Surface thermodynamic characteristics of RFDs as measured by a mobile mesonet

Although rear-flank downdrafts (RFDs) have been believed to be critical for tornado genesis and maintenance for nearly 30 years, direct observations within them have been scarce. This presentation will summarize observations made by a mobile mesonet of the surface thermodynamic characteristics (e.g., buoyancy, potential buoyancy, equivalent potential temperature, and pressure) of RFDs associated with tornadic and non-tornadic supercells.
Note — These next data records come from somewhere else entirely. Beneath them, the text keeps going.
PR #2455, opened 2022-01-19
Modifications in the localfs storage driver so that it can use a dCache nfs4.1 mount as file system

rontrompert:
Modifications:
pkg/storage/utils/localfs/localfs.go and pkg/storage/fs/localhome have been modified so that DataDirectory and Shadow are now configurable. 
pkg/storage/utils/localfs/uploads.go has been modified so that the uploaded file can be moved to a directory on a different file system. os.Rename cannot do that.

Configuration:
In the appropriate toml file "data_directory" and "shadow" can be defined in the [grpc.services.storageprovider.drivers.localhome] and [http.services.dataprovider.drivers.localhome] section.

example:
[grpc.services.storageprovider.drivers.localhome]
data_directory = "/dCache/data"
shadow = "/dCache/.shadow"

[http.services.dataprovider.drivers.localhome]
data_directory = "/dCache/data"
shadow = "/dCache/.shadow"

with a root as /var/tmp/reva, create a directory /var/tmp/reva/dCache and mount dCache on this directory. data_diretcory and shadow should be both on the dCache file system to make deleting and restoring files fast. The uploads diretcory should be on the local file system of the node since files are appended there and dCache cannot handle that.


pkg/storage/utils/localfs/upload.go
```diff
@@ -329,10 +329,24 @@ func (upload *fileUpload) FinishUpload(ctx context.Context) error {
 		}
 	}
 
-	err := os.Rename(upload.binPath, np)
+	//err := os.Rename(upload.binPath, np)
```
kobergj, line 332: Could you remove the commented code?

pkg/storage/utils/localfs/upload.go
```diff
@@ -329,10 +329,24 @@ func (upload *fileUpload) FinishUpload(ctx context.Context) error {
...
+	outputFile, err := os.Create(np)
+	if err != nil {
+		return err
+	}
+	_, err = io.Copy(outputFile, inputFile)
+	if err != nil {
+		return err
+	}
+	inputFile.Close()
+	outputFile.Close()
```
kobergj, line 349: Can we `defer` the `.Close()` calls? Otherwise if `os.Create(np)` fails the `inputFile` will not be closed

kobergj (changes requested):
@rontrompert  Thanks for contributing! Would you mind adding a changelog item to this PR? We need it for releases and the ci-pipeline will not run without it.

Note that this could have an performance impact with large files (copy vs rename). But I am fine tackling this if it becomes a problem.

pkg/storage/utils/localfs/upload.go
rontrompert: I will remove it.

kobergj (commented):
Looks good now :+1: 

CI is still red, I guess because there is a new line between `Enhancement` and `Modifications in the localfs storage driver so that it can use a dCache nfs4.1 mount as file system`. Linter seems to want them on one line

@rontrompert could you fix that? Then we can merge...

pkg/storage/utils/localfs/upload.go
```diff
@@ -329,10 +329,23 @@ func (upload *fileUpload) FinishUpload(ctx context.Context) error {
...
+	//and Uploads directory to be on diferent file systems.
+	inputFile, err := os.Open(upload.binPath)
 	if err != nil {
 		return err
 	}
+	outputFile, err := os.Create(np)
+	if err != nil {
+		return err
+	}
+	_, err = io.Copy(outputFile, inputFile)
```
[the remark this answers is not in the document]
butonic: why don't you spread multiple storage spaces over multiple nfs shares? then all uploads can use the atomic rename.

PR #2459, opened 2022-01-20
prevent purging of enabled spaces

C0rby:
Without these changes it is possible to purge a space with one request.


kobergj (commented):
Looks good. But one would still be able to delete and purge a drive within the same call, right?

If so, is that we want @micbar

kobergj:
Skip my comment. Stupid me was remembering wrong...

kobergj (approved):

PR #2709, opened 2022-04-01
Decomposed FS precondition failed locking

wkloucek:
We've fixed the return code from permission denied to precondition failed if a
user tries to lock an already locked file.

fixes https://github.com/owncloud/ocis/issues/3434


kobergj (approved):

wkloucek:
@kobergj I had to change the logic to ensure the right return code when a file was already locked. Therefore I again requested a review

kobergj (approved):
Tricky solution :smile: Bit works for me!

PR #2712, opened 2022-04-04
fix: update eos-revad dockerfile

jimil749:
Updates the dockerfile for `revad-eos` to not break.

The compressed size of the image is 2.76GB. 

/cc @SamuAlfageme 

### DIFF
--- a/Dockerfile.revad-eos
+++ b/Dockerfile.revad-eos
@@ -35,9 +35,6 @@ RUN make build-revad-docker && cp /go/src/github/cs3org/reva/cmd/revad/revad /us
 RUN mkdir -p /etc/revad/ && echo "" > /etc/revad/revad.toml
 RUN mkdir -p /usr/local/bin
 
-# COPY --from=builder /go/bin/revad /usr/bin/revad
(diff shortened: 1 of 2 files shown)


jimil749:
Just built and checked the compressed size of the image locally: `2.59GB`
https://hub.docker.com/repository/docker/jimil749/revad-eos-test-2/tags?page=1&ordering=last_updated

SamuAlfageme:
@jimil749 could you give a go the `RUN rm -rf ` the following dirs: 

- [ ] `/go`
- [ ] `/var/lib/rpm/Packages`
- [ ] `/var/log`

... and report back on the size?

jimil749:
I added the following line:

```
RUN rm -rf /go && rm -rf /var/lib/rpm/Packages && rm -rf /var/log
```

in the Dockerfile but the size appears to be the same around ~`2.59GB`. Moreover, I am not able to push the image to dockerhub. I get `unexpected EOF` error

SamuAlfageme:
Let's merge for the time being and fix the size in a follow-up PR

PR #2713, opened 2022-04-04
fix permissions in propfind reponses

C0rby:
Project space members would receive the 'shared' permissions/flag in their propfind responses. This would then look like as if they received the resources through a share which isn't correct. This PR fixes this.

See: https://github.com/owncloud/ocis/issues/3373


micbar (approved):
LGTM

PR #2714, opened 2022-04-05
build: simplify

labkode:


dolmen:
@labkode The second commit should be in a separate pull request because it is not dependant.

dolmen:
I approve the first commit (simplify the Makefile) becasue applying `goimports` must be done by the developer BEFORE committing.

The second commit should not be here.

glpatcern:
(Obsoleted, the first commit was already in)

PR #2717, opened 2022-04-05
add events definitions for users and groups

C0rby:
This is the preparation for the user and group events for auditing.


rhafer (approved):
lgtm

PR #2744, opened 2022-04-17
`RFC3339` as layout for parsing time 

### LINKED ISSUE #2322: Use colon `:` for timezone layout when parsing dates
The `ParseTimestamp()` method currently uses `2006-01-02T15:04:05Z0700` as layout for parsing dates. This is somewhat inconsistent and suboptimal for oC Web, we'd rather expect `2006-01-02T15:04:05Z07:00` as the layout already uses delimiters like `-` and `:`.

Is there a chance to align that? Otherwise we would need to implement a custom format in oC Web as well.

https://github.com/cs3org/reva/blob/d270f61dc546e894b1cb88863536652b2120a5f1/internal/http/services/owncloud/ocs/conversions/main.go#L294

amal-thundiyil:
The `time.Parse()` method currently uses `2006-01-02T15:04:05Z0700` as layout for parsing dates. This is somewhat inconsistent with oC Web. This PR changes `time.Parse()` to use the `RFC3339` layout for parsing dates.

Fixes #2322

### DIFF
--- a/changelog/unreleased/rfc3339-fix.md
+++ b/changelog/unreleased/rfc3339-fix.md
@@ -1,0 +1,6 @@
+Bugfix: Use RFC3339 for parsing dates
+
+We have used the RFC3339 format for parsing dates to be consistent with oC Web.
+
+https://github.com/cs3org/reva/issues/2322
+https://github.com/cs3org/reva/pull/2744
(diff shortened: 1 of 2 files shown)


labkode (approved):

micbar:
where was that changed in web?

PR #2759, opened 2022-04-20
Made uid/gid claims parsing more robust in OIDC auth provider

glpatcern:


pkg/auth/manager/oidc/oidc.go
```diff
@@ -192,6 +198,16 @@ func (am *mgr) Authenticate(ctx context.Context, clientID, clientSecret string)
 	if claims["email"] == nil {
 		return nil, nil, fmt.Errorf("no \"email\" attribute found in userinfo: maybe the client did not request the oidc \"email\"-scope")
 	}
+	if uid, ok := claims[am.c.UIDClaim].(float64); ok {
+		claims[am.c.UIDClaim] = int64(uid)
+	} else {
+		return nil, nil, fmt.Errorf("malformed or missing uid claim in userinfo: '%v'", claims[am.c.UIDClaim])
```
ishank011, line 204: UID and GID are not essential for users, we shouldn't raise errors here

gmgigi96: I think we could leave the code as before, just type assert to `float64` instead of `int64`

glpatcern: Interesting, but in case the `uid` was missing the previous logic defaulted to `0` and the storage provider would typically fail...

Anyway I can surely drop this check (provided we have a non-zero default? or silently leaving 0?) but we do need to go for the double type assertion. The point is that the additional code checking for user mapping does produce on `int64` uids/gids.

glpatcern: Answering myself, yes definitely a token may come without uid/gid, after all this is how ESCAPE tokens are handled and mapped. But the question becomes shall we log a warning (if not fail?) if after the whole processing the uid/gid is still 0?

gmgigi96 (changes requested):

ishank011 (approved):

PR #2774, opened 2022-04-22
[tests-only] Merge master to edge

ishank011:


ishank011:
@butonic @micbar @wkloucek @C0rby this is green! PLEASE merge it before any other PRs

labkode (approved):

phil-davis (approved):
There are no changes to expected-failures, or to the drone CI pipelines. So the large amount of code, docs, example... changes here have not introduced any obvious regressions (and have not fixed anything either :)

Someone else can review more detail (if that is possible with 10k lines of diff). But from my point-of-view it may as well be merged and then we move on.,..

micbar:
We need to check for regressions with the full ocis CI.

PR in https://github.com/owncloud/ocis/pull/3570

micbar (changes requested):
We have some regressions with public links. Maybe due to middleware changes.

micbar:
We need to investigate https://drone.owncloud.com/owncloud/ocis/10843/22/6

internal/http/services/owncloud/ocs/conversions/main.go
```diff
@@ -302,7 +302,7 @@ func timestampToExpiration(t *types.Timestamp) string {
 
 // ParseTimestamp tries to parses the ocs expiry into a CS3 Timestamp
 func ParseTimestamp(timestampString string) (*types.Timestamp, error) {
-	parsedTime, err := time.Parse("2006-01-02T15:04:05Z0700", timestampString)
+	parsedTime, err := time.Parse(time.RFC3339, timestampString)
```
micbar, line 305: This change breaks the current test suite. ownCloud Web is sending an expire date string like `expireDate: 2022-04-29T23:59:59+0200`

micbar: It was introduced in https://github.com/cs3org/reva/pull/2744

BUT afaict it was not yet changed in web. @amal-thundiyil Can you clarify? ownCloud Web sends it in the old format. This breaks the tests in oCIS.

micbar (changes requested):
The issue is the date format change for expire dates. It was only done in the backend, but not yet in ownCloud web. I suggest to revert this one line to make the tests pass. Then do a sychronized change of backend and frontend at the same time.

internal/http/services/owncloud/ocs/conversions/main.go
micbar:
```suggestion
	parsedTime, err := time.Parse("2006-01-02T15:04:05Z0700", timestampString)
```

micbar: We also need to check the behavior with oc10 backend. Web needs to be compatible with both backends.

micbar:
Apart from that, awesome job! 🎉

internal/http/services/owncloud/ocs/conversions/main.go
ishank011: Thanks @micbar! I've pushed the fix

micbar:
I restarted the full-CI in oCIS. Should become green now. I will approve then.

@ishank011 @labkode BUT: One last thing, we should not "Squash-merge" this PR, I would like to merge all the commits as they are. Can you change the github config to make that possible?

ishank011:
@micbar makes sense. I've enabled thay option

micbar (approved):
oCIS Full test suite is green

Issue #2216, opened 2021-10-28
Some "insecure" options are hardcoded to true


wkloucek:
## Describe the bug
Some REVA "insecure" configurations default to true.

## Expected behavior
"insecure" options (most of the time it's SSL cert validation check skip) must be configurable and default to false.

## Actual behavior
some "insecure" options default to true, eg.

- https://github.com/cs3org/reva/blob/a133b602f6259335f1a799434d15b712d960800d/cmd/reva/main.go#L114
- https://github.com/cs3org/reva/blob/8485d4046dbc4f8b4395d82eea78129b928833bb/cmd/reva/download.go#L108
- https://github.com/cs3org/reva/blob/a8c61401b662d8e09175416c0556da8ef3ba8ed6/pkg/cbox/utils/tokenmanagement.go#L67

GRPC connections use also the insecure option (https://grpc.io/docs/guides/auth/#go)
- https://github.com/cs3org/reva/blob/63cd96849ff22995752d393c357854dcd503d0b5/pkg/rgrpc/todo/pool/pool.go#L87-L90

PR #2775, opened 2022-04-23
fix: make hard-coded HTTP "insecure" options configurable

amal-thundiyil:
re #2216

### DIFF
--- a/cmd/reva/download.go
+++ b/cmd/reva/download.go
@@ -23,7 +23,6 @@ import (
 	"io"
 	"net/http"
 	"os"
-	"time"
 
 	"github.com/cheggaaa/pb"
 	gateway "github.com/cs3org/go-cs3apis/cs3/gateway/v1beta1"
@@ -50,7 +49,7 @@ func downloadCommand() *command {
 		remote := cmd.Args()[0]
 		local := cmd.Args()[1]
 
-		client, err := getClient()
+		gatewayClient, err := getClient()
 		if err != nil {
 			return err
 		}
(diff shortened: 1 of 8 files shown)


cmd/reva/main.go
```diff
@@ -114,10 +114,8 @@ func main() {
 	}
 
 	client = rhttp.GetHTTPClient(
-		// TODO make insecure configurable
-		rhttp.Insecure(true),
-		// TODO make timeout configurable
-		rhttp.Timeout(time.Duration(24*int64(time.Hour))),
+		rhttp.Insecure(insecure),
```
ishank011, line 117: This `insecure` flag denotes if the GRPC connection to the gateway should work without TLS or not. I'm not sure if we should use the same one for the data gateway service.

ishank011 (commented):
Hi @amal-thundiyil, I left a couple of comments

cmd/reva/download.go
```diff
@@ -104,10 +104,8 @@ func downloadCommand() *command {
 			httpReq.Header.Set(datagateway.TokenTransportHeader, p.Token)
 			httpClient := rhttp.GetHTTPClient(
```
ishank011, line 105: Let's use the `client` declared in the `main.go` file instead of a new one.

ishank011 (commented):
Hi @amal-thundiyil. One minor comment, we can merge then

cmd/reva/download.go
```diff
@@ -38,7 +37,7 @@ import (
 	"github.com/studio-b12/gowebdav"
 )
 
-func downloadCommand() *command {
+func downloadCommand(httpClient *http.Client) *command {
```
ishank011, line 40: `client` is a global variable, you don't need to pass it as a function argument

amal-thundiyil: Ah, sorry. Fixed it.

PR #2781, opened 2022-04-25
in memory user provider

butonic:
We added an in memory implementation for the user provider that reads the users from the mapstructure passed in.

We will use it to configure a second minimal gateway with a single system user for the metadata storage to keep it completely independent of the normal users.

See https://github.com/owncloud/ocis/issues/3343


pkg/auth/manager/memory/memory.go
```diff
@@ -0,0 +1,118 @@
...
+}
+
+// Credentials holds a pair of secret and userid
+type Credentials struct {
+	ID           *user.UserId    `mapstructure:"id" json:"id"`
+	Username     string          `mapstructure:"username" json:"username"`
+	Mail         string          `mapstructure:"mail" json:"mail"`
+	MailVerified bool            `mapstructure:"mail_verified" json:"mail_verified"`
+	DisplayName  string          `mapstructure:"display_name" json:"display_name"`
+	Secret       string          `mapstructure:"secret" json:"secret"`
```
rhafer, line 51: IMO, it would be nice to uses a password hash here. In order to avoid having to add cleartext password in the config in too many places. OTOH the service that will use this authprovider will need to have the cleartext configured anyways. :man_shrugging:

pkg/auth/manager/memory/memory.go
```diff
@@ -0,0 +1,118 @@
+// Copyright 2018-2021 CERN
```
rhafer, line 1: We're in 2022 already since a while :smile:

rhafer (commented):
Looks fine to me overall. I just wonder, didn't we agree to just use the a separate instance of the machine auth provider for auth. That way we would just need the new userprovider. I might be mixing things up though.

pkg/auth/manager/memory/memory.go
C0rby: I also think that this should better be a password hash. 

> OTOH the service that will use this authprovider will need to have the cleartext configured anyways. man_shrugging

Yeah, but it is actually the responsibility of the admin to store sensitive values in a secure way like a vault store or something like that. Or at least that would be the nice way.

pkg/auth/manager/memory/memory.go
butonic: yep, tooling problem

PR #2909, opened 2022-05-31
decomposedfs: actually check GetPath permission

butonic:
After fixing the meta endpoint and introducing the fieldmask the GetPath call is made directly to the storageprovider. The decomposedfs now checks if the current user actually has the permission to get the path. Before the two previous PRs this was covered by the list storage spaces call which used a stat request and the stat permission. 

I assume we broke edge beclause the two PRs got merged because each on its own did not trigger the bug ... 🤷‍♂️


C0rby (approved):
Awesome!

PR #2910, opened 2022-06-01
[tests-only][full-ci]Update expected to fail file edge

SwikritiT:
Part of :
- https://github.com/owncloud/QA/issues/744
- https://github.com/owncloud/web/issues/7011


phil-davis (approved):
Looks reasonable. It will be good to get this merged now (and similar changes for master #2917 ). And then we can continue going through expected-failures and looking at diffs between reva master, reva edge and oCIS, and document carefully what is the current real issue with each test that fails.

PR #2918, opened 2022-06-02
fix propfinds with depth 0

C0rby:
Fixed the response for propfinds with depth 0. The response now doesn't contain the shares jail anymore.

Fixes: https://github.com/owncloud/ocis/issues/3704

@butonic, can you please double check that this is indeed the fix.


kobergj (approved):
LGTM :+1:

butonic:
This approach omits stating the children and uses the virtual share jail as is. But the virtual share jail does not have a proper etag and mtime ...

well, /dav/spaces/{sharejailid} now need to see all mountpoints as well, which means the share jail now has to calculate etag end mtime for the root anyway. So this might actually be the fix ... but for depth 0 we still need to aggregate the mtimes, size and use the most recent etag...

C0rby:
> So this might actually be the fix ... but for depth 0 we still need to aggregate the mtimes, size and use the most recent etag...

Isn't this happening here? https://github.com/cs3org/reva/pull/2918/files#diff-fa4130be45a2f0a202cc47c8f7ab33722e36ceccb5ba67e881b772e077a59251L448-L462

C0rby:
Oh wait, I still need to test this with subfolders. I only tested it with the root folder.

C0rby:
> Oh wait, I still need to test this with subfolders. I only tested it with the root folder.

This still worked.

PR #2928, opened 2022-06-07
fix mkcol response code

butonic:
We now return the correct response code when an mkcol fails.

found in https://drone.owncloud.com/owncloud/ocis/12322/37/6


dragonchaser (approved):
lgtm

dragonchaser (approved):

rhafer (approved):

PR #2932, opened 2022-06-08
Stat mount points only for accepted shares, configure updating existing shares

ishank011:


ishank011:
Sonarcloud seems to have some sort of problem with me :/

ishank011:
@butonic can you please review and merge this one and https://github.com/cs3org/reva/pull/2929?

PR #2945, opened 2022-06-09
add an executant to all events

C0rby:
Added the executant field to all events.


kobergj (approved):
:+1: Awesome. Thanks for doing this!

PR #2962, opened 2022-06-14
Tracing improvements

rhafer:
Create separate TracerProviders per service to improve tracing when
running multiple services in a single process (like e.g. ocis does).
Previously all service were referring to the same package-level
TracerProvider (which, among other things, caused the services to
overwrite each others services names).

We still create a "global" TracerProvider to cover the cases where
we don't have access to the per service Provider yet. This will be
improved in a follow up change.

### DIFF
--- a/changelog/unreleased/per-service-trace.md
+++ b/changelog/unreleased/per-service-trace.md
@@ -1,0 +1,7 @@
+Enhancement: Per service TracerProvider
+
+To improve tracing we create separate TracerProviders per service now.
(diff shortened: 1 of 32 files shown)


rhafer:
I must admit I am not really sure about the whole change (especially the second commit in the PR). I am not a fan of attaching this kind of stuff to the context. I think ideally we would instantiate a tracer per "sub"-service at startup and utilized that. (That would however require quite a bit of rework I fear)

butonic (approved):

PR #2963, opened 2022-06-14
[tests-only] Upload post processing

kobergj:
Introduces post processing of items after upload

### DIFF
--- a/internal/http/services/owncloud/ocdav/propfind/propfind.go
+++ b/internal/http/services/owncloud/ocdav/propfind/propfind.go
@@ -708,6 +708,14 @@ func mdToPropResponse(ctx context.Context, pf *XML, md *provider.ResourceInfo, p
 		Propstat: []PropstatXML{},
 	}
 
+	if status := utils.ReadPlainFromOpaque(md.Opaque, "status"); status == "processing" {
+		response.Propstat = append(response.Propstat, PropstatXML{
+			Status: "HTTP/1.1 425 TOO EARLY", // TODO: use proper status code
+			Prop:   []prop.PropertyXML{},
+		})
+		return &response, nil
+	}
+
 	var ls *link.PublicShare
 
 	// -1 indicates uncalculated
--- a/internal/http/services/owncloud/ocdav/propfind/propfind.go
+++ b/internal/http/services/owncloud/ocdav/propfind/propfind.go
@@ -708,14 +708,6 @@ func mdToPropResponse(ctx context.Context, pf *XML, md *provider.ResourceInfo, p
 		Propstat: []PropstatXML{},
 	}
 
-	if status := utils.ReadPlainFromOpaque(md.Opaque, "status"); status == "processing" {
-		response.Propstat = append(response.Propstat, PropstatXML{
-			Status: "HTTP/1.1 425 TOO EARLY", // TODO: use proper status code
-			Prop:   []prop.PropertyXML{},
-		})
-		return &response, nil
-	}
-
 	var ls *link.PublicShare
 
 	// -1 indicates uncalculated
@@ -1223,6 +1215,14 @@ func mdToPropResponse(ctx context.Context, pf *XML, md *provider.ResourceInfo, p
 				}
 			}
 		}
+	}
+
+	if status := utils.ReadPlainFromOpaque(md.Opaque, "status"); status == "processing" {
+		response.Propstat = append(response.Propstat, PropstatXML{
+			Status: "HTTP/1.1 425 TOO EARLY", // TODO: use proper status code
+			Prop:   propstatOK.Prop,
+		})
+		return &response, nil
 	}
 
 	if len(propstatOK.Prop) > 0 {
--- a/pkg/storage/utils/decomposedfs/node/node.go
+++ b/pkg/storage/utils/decomposedfs/node/node.go
@@ -643,7 +643,6 @@ func (n *Node) AsResourceInfo(ctx context.Context, rp *provider.ResourcePermissi
 
 	if n.IsProcessing() {
 		ri.Opaque = utils.AppendPlainToOpaque(ri.Opaque, "status", "processing")
-		return ri, nil
 	}
 
 	if nodeType == provider.ResourceType_RESOURCE_TYPE_CONTAINER {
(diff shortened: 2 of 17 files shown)


pkg/storage/utils/decomposedfs/node/node.go
```diff
@@ -641,6 +641,11 @@ func (n *Node) AsResourceInfo(ctx context.Context, rp *provider.ResourcePermissi
 		ParentId:      parentID,
 	}
 
+	if n.IsProcessed() {
+		ri.Opaque = utils.AppendPlainToOpaque(ri.Opaque, "status", "processing")
```
C0rby, line 645: Shouldn't the value be 'processed'?

C0rby (changes requested):

butonic:
related: https://github.com/owncloud/ocis/issues/214#issuecomment-630684815

kobergj:
@butonic should we rename the steps? Not sure if that was a call to action or just an extra info :smile:

internal/http/services/owncloud/ocdav/propfind/propfind.go
```diff
@@ -708,6 +708,14 @@ func mdToPropResponse(ctx context.Context, pf *XML, md *provider.ResourceInfo, p
 		Propstat: []PropstatXML{},
 	}
 
+	if status := utils.ReadPlainFromOpaque(md.Opaque, "status"); status == "processing" {
+		response.Propstat = append(response.Propstat, PropstatXML{
+			Status: "HTTP/1.1 425 TOO EARLY", // TODO: use proper status code
```
butonic, line 713: Yeah, 425 is about replay attacks and the `Early-Data` header.

IMO [202 Accepted] would be the correct Status for a resource that is still being uploaded:
> The *202 (Accepted)* status code indicates that the request has been accepted for processing, but the processing has not been completed. The request might or might not eventually be acted upon, as it might be disallowed when processing actually takes place. There is no facility in HTTP for re-sending a status code from an asynchronous operation.

But existing desktop clients might try to download files with a 200 status ... @TheOneRing what would desktop clients do with status 202? ignore the file? would be great for now...

pkg/storage/utils/decomposedfs/upload/upload.go
```diff
@@ -0,0 +1,446 @@
...
+	if err = os.Truncate(upload.binPath, 0); err != nil {
+		sublog.Err(err).
+			Msg("Decomposedfs: could not truncate")
+		return err
+	}
+	if err = os.Rename(upload.binPath, targetPath); err != nil {
+		sublog.Error().Err(err).Msg("Decomposedfs: could not rename")
+		return err
+	}
+	// the rename dropped the "processing" status - we need to set it again
```
butonic, line 329: hm, we could copy the metadata from the node to the upload.binPath file, so the rename atomically has all properties set. Copying the metadata from a previous version as in lines 334-350 is brittle ... and might not even work when versioning is somehow disabled. Not necessarily a task for this PR. Please open an issue if you want to tackle this separately.

pkg/storage/utils/decomposedfs/upload/upload.go
```diff
@@ -0,0 +1,446 @@
...
+	"github.com/cs3org/reva/v2/pkg/storage/utils/decomposedfs/xattrs"
+	"github.com/cs3org/reva/v2/pkg/utils"
+	"github.com/cs3org/reva/v2/pkg/utils/postprocessing"
+	"github.com/pkg/errors"
+	"github.com/rs/zerolog"
+	tusd "github.com/tus/tusd/pkg/handler"
+)
+
+// Tree is used to manage a tree hierarchy
+type Tree interface {
```
butonic, line 52: can't you use the `Tree` interface from decomposedfs.go?

butonic:
@dragotin @kobergj I was trying to find an issue where we decide how to implement this, eg the status to return to clients for uploads that are in progress. If and how to return the current progress in the propfind (or only via graph) etc. It is not an ADR either ... did you discuss and design something off the record?

My find-related-issue-fu only came up with https://github.com/owncloud/ocis/issues/214#issuecomment-630684815, which is why I linked it here. Maybe we can clarify there what clients can expect from the server and how we want to handle this?

pkg/storage/utils/decomposedfs/upload/upload.go
kobergj: I'd love to. But `decomposedfs` imports `upload` pkg. So if I import `decomposedfs` in `upload` it won't build any more.

internal/http/services/owncloud/ocdav/propfind/propfind.go
TheOneRing: I'm pretty sure to guess what a 423 will cause.
For everything indicating ok I'd expect a download to be triggered. If you need more info I'd need to dig deeper.

kobergj: As discussed in cross platform meeting we will stick with the 425 status code for now. We can revisit that decision later.

pkg/storage/utils/decomposedfs/upload/upload.go
kobergj: We could use the tree interface from here in decomposedfs. But I don't see the benefit in that...

pkg/storage/utils/decomposedfs/node/node.go
```diff
@@ -1124,6 +1129,22 @@ func (n *Node) FindStorageSpaceRoot() error {
...
+
+// UnmarkProcessing removes the processing flag from the node
+func (n *Node) UnmarkProcessing() error {
+	return n.RemoveMetadata("user.ocis.nodestatus")
+}
+
+// IsProcessing returns true if the node is currently being processed
+func (n *Node) IsProcessing() bool {
+	v, err := n.GetMetadata("user.ocis.nodestatus")
+	return err == nil && v == "processing"
```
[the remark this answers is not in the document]
kobergj: :+1:

pkg/storage/utils/decomposedfs/upload/upload.go
kobergj: Did it quickly. Should work imo

butonic (approved):

butonic:
cool!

Evidence will be presented in support of the following conclusions: (1) RFDs associated with non-tornadic supercells are driven largely by evaporation and entrainment of potentially cold midlevel air; (2) evaporative cooling and entrainment of midlevel potentially cold air play a smaller or negligible role in the forcing of RFDs associated with tornadic supercells compared to non-tornadic supercells; (3) tornadogenesis is more likely as the surface buoyancy and potential buoyancy in the RFD increase, and as the convective inhibition associated with RFD parcels at the surface decreases; (4) tornadogenesis is more likely as the equivalent potential temperature deficit in RFD at the surface decreases; (5) baroclinity at the surface within the hook echo is not a necessary condition for tornadogenesis.

The final two conclusions are more tentative: (6) the presence of surface-based convective available potential energy in the RFD is a necessary condition for tornadogenesis; (7) tornado longevity and intensity increase as CAPE increases and CIN decreases in the surface RFD parcels.